┏━━

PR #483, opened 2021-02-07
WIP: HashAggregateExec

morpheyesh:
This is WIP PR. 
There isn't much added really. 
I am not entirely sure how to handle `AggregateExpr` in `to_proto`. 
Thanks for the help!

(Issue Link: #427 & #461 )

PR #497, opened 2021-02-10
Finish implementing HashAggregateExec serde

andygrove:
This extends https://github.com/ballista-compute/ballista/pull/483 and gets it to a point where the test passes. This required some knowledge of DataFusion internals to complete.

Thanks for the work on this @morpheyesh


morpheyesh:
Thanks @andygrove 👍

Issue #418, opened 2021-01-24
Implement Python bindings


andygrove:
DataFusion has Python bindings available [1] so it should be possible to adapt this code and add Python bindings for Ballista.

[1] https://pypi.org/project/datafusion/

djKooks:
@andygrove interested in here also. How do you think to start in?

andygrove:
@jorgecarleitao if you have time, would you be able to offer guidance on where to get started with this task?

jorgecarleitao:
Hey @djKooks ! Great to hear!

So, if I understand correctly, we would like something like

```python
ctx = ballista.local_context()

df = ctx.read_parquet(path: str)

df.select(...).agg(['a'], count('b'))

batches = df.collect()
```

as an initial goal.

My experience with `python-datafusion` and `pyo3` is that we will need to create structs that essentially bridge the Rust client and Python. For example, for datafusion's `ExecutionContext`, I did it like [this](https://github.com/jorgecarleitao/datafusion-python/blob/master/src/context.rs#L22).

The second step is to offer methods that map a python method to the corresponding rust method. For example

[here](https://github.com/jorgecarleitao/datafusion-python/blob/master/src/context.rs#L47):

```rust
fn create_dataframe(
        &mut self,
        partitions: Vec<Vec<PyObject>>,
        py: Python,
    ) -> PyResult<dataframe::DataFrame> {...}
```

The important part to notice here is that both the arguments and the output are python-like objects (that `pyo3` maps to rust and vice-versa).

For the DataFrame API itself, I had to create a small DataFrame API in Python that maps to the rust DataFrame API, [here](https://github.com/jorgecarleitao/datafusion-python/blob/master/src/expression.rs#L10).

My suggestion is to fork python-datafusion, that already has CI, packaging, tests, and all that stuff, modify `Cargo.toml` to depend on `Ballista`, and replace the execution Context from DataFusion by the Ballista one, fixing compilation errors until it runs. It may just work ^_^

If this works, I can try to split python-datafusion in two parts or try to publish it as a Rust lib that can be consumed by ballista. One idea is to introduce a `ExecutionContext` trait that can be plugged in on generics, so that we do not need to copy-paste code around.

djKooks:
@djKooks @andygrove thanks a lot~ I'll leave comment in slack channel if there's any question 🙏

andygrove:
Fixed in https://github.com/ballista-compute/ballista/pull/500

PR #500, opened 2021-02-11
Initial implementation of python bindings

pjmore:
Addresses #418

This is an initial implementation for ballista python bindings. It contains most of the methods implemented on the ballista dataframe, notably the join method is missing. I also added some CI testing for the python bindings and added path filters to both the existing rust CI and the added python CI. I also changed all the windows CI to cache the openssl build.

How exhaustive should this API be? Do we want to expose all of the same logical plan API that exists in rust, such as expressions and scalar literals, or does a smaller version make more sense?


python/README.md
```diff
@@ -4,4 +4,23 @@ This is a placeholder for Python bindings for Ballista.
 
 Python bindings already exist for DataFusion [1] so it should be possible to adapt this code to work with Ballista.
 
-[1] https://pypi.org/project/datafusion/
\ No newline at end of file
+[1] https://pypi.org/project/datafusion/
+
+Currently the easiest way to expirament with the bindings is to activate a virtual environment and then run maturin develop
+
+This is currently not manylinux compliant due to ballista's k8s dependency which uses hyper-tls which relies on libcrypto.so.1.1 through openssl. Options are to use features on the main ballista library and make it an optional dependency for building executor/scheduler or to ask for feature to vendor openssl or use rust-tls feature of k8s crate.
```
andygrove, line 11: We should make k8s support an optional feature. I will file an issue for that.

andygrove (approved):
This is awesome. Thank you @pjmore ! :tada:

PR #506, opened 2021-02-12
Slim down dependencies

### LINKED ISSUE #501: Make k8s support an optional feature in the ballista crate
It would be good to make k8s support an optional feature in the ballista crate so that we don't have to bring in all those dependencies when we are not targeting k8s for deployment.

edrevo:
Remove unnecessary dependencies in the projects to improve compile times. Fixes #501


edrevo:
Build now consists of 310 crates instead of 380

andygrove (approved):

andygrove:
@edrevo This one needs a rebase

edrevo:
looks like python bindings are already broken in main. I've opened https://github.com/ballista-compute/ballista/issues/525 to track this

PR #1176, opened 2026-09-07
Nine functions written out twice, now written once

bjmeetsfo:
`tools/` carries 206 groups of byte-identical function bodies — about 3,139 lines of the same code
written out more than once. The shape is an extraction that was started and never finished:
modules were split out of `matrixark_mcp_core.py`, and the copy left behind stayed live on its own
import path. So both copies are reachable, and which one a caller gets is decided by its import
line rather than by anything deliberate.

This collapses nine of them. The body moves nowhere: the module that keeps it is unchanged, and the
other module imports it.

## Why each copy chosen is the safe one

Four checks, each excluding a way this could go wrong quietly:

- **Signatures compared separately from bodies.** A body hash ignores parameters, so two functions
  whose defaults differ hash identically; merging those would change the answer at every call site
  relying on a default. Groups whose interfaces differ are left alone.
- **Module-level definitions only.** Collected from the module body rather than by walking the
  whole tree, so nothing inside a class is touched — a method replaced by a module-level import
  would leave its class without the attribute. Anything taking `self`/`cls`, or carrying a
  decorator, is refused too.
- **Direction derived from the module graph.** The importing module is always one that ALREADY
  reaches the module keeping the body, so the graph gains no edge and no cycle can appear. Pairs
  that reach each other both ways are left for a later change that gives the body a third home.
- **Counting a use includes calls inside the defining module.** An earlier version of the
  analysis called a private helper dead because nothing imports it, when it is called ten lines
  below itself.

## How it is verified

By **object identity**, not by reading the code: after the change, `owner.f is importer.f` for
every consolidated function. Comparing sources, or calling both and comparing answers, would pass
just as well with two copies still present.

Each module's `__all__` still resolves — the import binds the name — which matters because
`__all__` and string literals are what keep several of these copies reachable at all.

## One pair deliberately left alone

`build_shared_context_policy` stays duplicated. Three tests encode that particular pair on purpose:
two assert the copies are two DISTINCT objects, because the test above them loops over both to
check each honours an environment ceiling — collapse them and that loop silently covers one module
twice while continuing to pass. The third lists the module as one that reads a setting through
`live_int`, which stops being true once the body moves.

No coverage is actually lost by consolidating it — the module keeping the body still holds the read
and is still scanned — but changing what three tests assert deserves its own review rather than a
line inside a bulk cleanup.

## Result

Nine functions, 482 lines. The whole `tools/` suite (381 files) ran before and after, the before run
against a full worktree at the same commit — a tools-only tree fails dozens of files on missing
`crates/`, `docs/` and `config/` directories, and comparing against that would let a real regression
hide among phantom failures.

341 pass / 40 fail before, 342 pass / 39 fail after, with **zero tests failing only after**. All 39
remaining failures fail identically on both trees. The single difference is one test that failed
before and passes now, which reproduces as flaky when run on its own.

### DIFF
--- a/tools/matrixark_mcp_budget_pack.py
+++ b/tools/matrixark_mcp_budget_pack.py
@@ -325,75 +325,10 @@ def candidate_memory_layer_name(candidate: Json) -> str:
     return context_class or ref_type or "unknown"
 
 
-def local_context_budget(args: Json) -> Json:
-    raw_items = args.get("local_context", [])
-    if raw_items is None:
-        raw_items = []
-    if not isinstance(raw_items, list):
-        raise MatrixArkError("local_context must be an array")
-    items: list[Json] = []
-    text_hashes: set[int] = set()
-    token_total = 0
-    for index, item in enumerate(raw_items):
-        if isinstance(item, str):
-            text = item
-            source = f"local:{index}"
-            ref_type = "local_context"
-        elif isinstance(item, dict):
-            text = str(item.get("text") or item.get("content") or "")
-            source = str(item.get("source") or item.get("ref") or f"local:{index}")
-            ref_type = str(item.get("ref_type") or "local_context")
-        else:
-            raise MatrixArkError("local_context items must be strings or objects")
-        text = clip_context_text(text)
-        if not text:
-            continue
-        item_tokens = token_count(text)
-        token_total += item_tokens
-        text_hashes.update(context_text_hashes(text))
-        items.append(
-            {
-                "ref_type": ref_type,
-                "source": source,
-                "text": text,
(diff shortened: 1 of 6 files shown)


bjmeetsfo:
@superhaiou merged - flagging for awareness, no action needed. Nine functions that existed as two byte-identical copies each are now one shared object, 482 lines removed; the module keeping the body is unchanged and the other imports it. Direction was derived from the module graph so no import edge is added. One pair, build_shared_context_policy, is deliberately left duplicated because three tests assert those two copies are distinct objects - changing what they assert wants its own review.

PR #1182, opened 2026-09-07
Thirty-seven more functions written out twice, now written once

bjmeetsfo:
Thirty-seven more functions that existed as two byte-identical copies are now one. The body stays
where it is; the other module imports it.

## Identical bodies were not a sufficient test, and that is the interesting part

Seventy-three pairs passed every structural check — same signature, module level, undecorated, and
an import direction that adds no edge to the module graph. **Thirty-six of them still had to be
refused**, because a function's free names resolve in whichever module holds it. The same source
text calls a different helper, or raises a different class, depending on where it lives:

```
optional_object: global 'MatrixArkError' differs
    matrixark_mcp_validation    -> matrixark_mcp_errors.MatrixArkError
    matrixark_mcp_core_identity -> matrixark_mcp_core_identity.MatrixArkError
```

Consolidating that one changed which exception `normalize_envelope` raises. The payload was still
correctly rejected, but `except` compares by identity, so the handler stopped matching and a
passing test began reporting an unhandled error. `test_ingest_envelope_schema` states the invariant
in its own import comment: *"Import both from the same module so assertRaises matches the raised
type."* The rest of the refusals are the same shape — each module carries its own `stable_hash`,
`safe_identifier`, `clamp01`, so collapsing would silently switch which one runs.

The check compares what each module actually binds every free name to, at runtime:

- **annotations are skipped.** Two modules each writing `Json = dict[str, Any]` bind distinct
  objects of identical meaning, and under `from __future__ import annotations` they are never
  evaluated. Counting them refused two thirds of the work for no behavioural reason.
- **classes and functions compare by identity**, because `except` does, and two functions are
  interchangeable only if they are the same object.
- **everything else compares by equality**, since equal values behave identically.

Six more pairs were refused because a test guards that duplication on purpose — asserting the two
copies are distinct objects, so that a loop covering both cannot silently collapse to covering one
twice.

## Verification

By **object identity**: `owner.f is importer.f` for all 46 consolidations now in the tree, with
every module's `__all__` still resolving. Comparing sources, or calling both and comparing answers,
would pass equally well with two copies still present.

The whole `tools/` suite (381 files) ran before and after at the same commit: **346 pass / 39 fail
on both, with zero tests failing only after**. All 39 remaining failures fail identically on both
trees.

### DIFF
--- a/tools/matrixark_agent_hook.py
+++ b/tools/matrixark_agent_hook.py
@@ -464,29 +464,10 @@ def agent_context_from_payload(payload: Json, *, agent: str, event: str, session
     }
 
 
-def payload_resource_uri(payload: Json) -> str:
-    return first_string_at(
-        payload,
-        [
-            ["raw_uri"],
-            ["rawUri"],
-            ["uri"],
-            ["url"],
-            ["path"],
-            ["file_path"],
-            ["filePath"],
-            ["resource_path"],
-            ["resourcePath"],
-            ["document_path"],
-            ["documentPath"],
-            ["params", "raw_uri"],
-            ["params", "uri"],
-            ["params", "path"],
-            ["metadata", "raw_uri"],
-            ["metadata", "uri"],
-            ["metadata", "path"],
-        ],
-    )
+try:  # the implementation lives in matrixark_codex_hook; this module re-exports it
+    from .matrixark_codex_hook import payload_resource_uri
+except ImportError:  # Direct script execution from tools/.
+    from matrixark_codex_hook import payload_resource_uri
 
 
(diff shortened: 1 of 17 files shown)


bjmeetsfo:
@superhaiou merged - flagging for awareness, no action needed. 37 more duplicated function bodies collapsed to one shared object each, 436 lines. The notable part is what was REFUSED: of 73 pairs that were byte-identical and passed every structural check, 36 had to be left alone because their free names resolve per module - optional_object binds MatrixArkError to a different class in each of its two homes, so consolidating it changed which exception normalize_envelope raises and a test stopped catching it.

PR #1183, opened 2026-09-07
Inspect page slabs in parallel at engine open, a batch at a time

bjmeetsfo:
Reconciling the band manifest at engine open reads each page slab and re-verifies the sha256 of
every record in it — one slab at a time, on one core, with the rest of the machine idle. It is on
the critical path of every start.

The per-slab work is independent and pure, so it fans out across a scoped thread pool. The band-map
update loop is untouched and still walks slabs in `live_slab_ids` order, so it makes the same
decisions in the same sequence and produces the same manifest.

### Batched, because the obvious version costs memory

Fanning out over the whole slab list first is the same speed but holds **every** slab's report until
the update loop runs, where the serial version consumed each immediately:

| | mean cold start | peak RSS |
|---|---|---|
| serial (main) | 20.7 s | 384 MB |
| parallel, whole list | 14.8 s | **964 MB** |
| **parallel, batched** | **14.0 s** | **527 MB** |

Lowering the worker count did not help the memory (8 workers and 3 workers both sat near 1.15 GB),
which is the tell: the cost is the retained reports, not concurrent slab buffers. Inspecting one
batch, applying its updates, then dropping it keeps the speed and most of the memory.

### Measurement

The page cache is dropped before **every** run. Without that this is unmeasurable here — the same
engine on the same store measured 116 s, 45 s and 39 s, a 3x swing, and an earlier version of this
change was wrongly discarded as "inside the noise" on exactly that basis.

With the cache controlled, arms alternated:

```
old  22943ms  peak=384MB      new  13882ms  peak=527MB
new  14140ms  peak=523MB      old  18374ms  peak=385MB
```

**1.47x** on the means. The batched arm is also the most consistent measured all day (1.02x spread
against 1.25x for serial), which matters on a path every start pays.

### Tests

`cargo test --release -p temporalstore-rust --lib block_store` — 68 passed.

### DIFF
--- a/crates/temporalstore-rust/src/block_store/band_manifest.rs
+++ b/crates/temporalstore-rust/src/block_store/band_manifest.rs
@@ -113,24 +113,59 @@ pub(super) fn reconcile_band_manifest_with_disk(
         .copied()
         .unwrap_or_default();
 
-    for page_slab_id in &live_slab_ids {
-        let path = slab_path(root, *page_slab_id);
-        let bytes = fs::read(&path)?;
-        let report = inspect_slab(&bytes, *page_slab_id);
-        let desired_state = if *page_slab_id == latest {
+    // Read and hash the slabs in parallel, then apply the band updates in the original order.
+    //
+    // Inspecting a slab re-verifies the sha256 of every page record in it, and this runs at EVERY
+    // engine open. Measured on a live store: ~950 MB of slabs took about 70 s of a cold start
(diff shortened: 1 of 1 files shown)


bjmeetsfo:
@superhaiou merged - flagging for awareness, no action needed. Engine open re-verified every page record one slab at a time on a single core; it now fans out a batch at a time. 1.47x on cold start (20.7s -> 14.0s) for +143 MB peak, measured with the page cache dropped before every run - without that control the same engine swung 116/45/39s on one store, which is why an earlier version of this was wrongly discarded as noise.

┗━━

INSTRUCTIONS TO FOLLOW: In the listing above, find the line with "as an initial goal." and the line with "The important part". Output those two lines and every line between them, exactly as written.

REPLY TO THE TASK:
as an initial goal.

My experience with `python-datafusion` and `pyo3` is that we will need to create structs that essentially bridge the Rust client and Python. For example, for datafusion's `ExecutionContext`, I did it like [this](https://github.com/jorgecarleitao/datafusion-python/blob/master/src/context.rs#L22).

The second step is to offer methods that map a python method to the corresponding rust method. For example

[here](https://github.com/jorgecarleitao/datafusion-python/blob/master/src/context.rs#L47):

```rust
fn create_dataframe(
        &mut self,
        partitions: Vec<Vec<PyObject>>,
        py: Python,
    ) -> PyResult<dataframe::DataFrame> {...}
```

The important part to notice here is that both the arguments and the output are python-like objects (that `pyo3` maps to rust and vice-versa).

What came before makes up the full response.